> [WHAT IS BEING ASKED]
Across the listing below, count the lines containing "export". Answer with that number only.

> [RECORD SET]
▬▬▬▬▬▬▬▬▬▬

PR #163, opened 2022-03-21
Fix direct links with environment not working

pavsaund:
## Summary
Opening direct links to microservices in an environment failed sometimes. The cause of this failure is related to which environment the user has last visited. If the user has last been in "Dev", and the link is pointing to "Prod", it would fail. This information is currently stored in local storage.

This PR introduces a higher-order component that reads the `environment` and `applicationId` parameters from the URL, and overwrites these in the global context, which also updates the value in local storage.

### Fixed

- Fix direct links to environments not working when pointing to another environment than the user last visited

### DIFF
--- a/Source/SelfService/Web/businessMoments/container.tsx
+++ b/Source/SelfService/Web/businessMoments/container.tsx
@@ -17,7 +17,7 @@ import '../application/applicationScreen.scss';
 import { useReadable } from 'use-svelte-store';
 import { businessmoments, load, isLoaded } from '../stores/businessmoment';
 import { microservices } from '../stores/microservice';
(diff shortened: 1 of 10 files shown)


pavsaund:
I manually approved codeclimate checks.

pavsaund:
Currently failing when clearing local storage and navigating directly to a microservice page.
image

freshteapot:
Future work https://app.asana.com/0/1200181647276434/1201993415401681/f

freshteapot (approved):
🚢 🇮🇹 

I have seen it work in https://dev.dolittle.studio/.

▬▬▬▬▬▬▬▬▬▬

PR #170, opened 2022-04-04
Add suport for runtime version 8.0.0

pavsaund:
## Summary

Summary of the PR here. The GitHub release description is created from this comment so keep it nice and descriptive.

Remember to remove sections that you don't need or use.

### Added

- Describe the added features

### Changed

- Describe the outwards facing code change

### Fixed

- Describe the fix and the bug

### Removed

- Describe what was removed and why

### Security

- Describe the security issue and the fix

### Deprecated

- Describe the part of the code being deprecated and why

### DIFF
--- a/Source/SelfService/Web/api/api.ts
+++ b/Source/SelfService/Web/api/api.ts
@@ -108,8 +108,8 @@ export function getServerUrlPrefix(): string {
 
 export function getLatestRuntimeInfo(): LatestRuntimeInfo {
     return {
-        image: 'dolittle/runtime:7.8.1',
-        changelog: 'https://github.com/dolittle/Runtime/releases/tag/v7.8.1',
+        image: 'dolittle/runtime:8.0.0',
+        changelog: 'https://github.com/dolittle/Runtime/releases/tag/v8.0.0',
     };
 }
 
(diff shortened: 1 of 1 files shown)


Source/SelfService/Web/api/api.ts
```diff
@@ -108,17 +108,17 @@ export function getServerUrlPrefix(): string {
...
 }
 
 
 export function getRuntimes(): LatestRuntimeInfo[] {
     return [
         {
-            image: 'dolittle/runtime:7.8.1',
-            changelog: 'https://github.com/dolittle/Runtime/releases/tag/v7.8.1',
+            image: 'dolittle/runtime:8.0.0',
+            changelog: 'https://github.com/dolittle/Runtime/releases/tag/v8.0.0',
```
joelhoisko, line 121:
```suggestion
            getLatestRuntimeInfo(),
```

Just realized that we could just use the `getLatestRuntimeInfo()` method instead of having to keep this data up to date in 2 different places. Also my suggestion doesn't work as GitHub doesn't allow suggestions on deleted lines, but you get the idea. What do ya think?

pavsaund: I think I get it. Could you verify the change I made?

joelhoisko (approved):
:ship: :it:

▬▬▬▬▬▬▬▬▬▬

> [YOUR SOLUTION]
4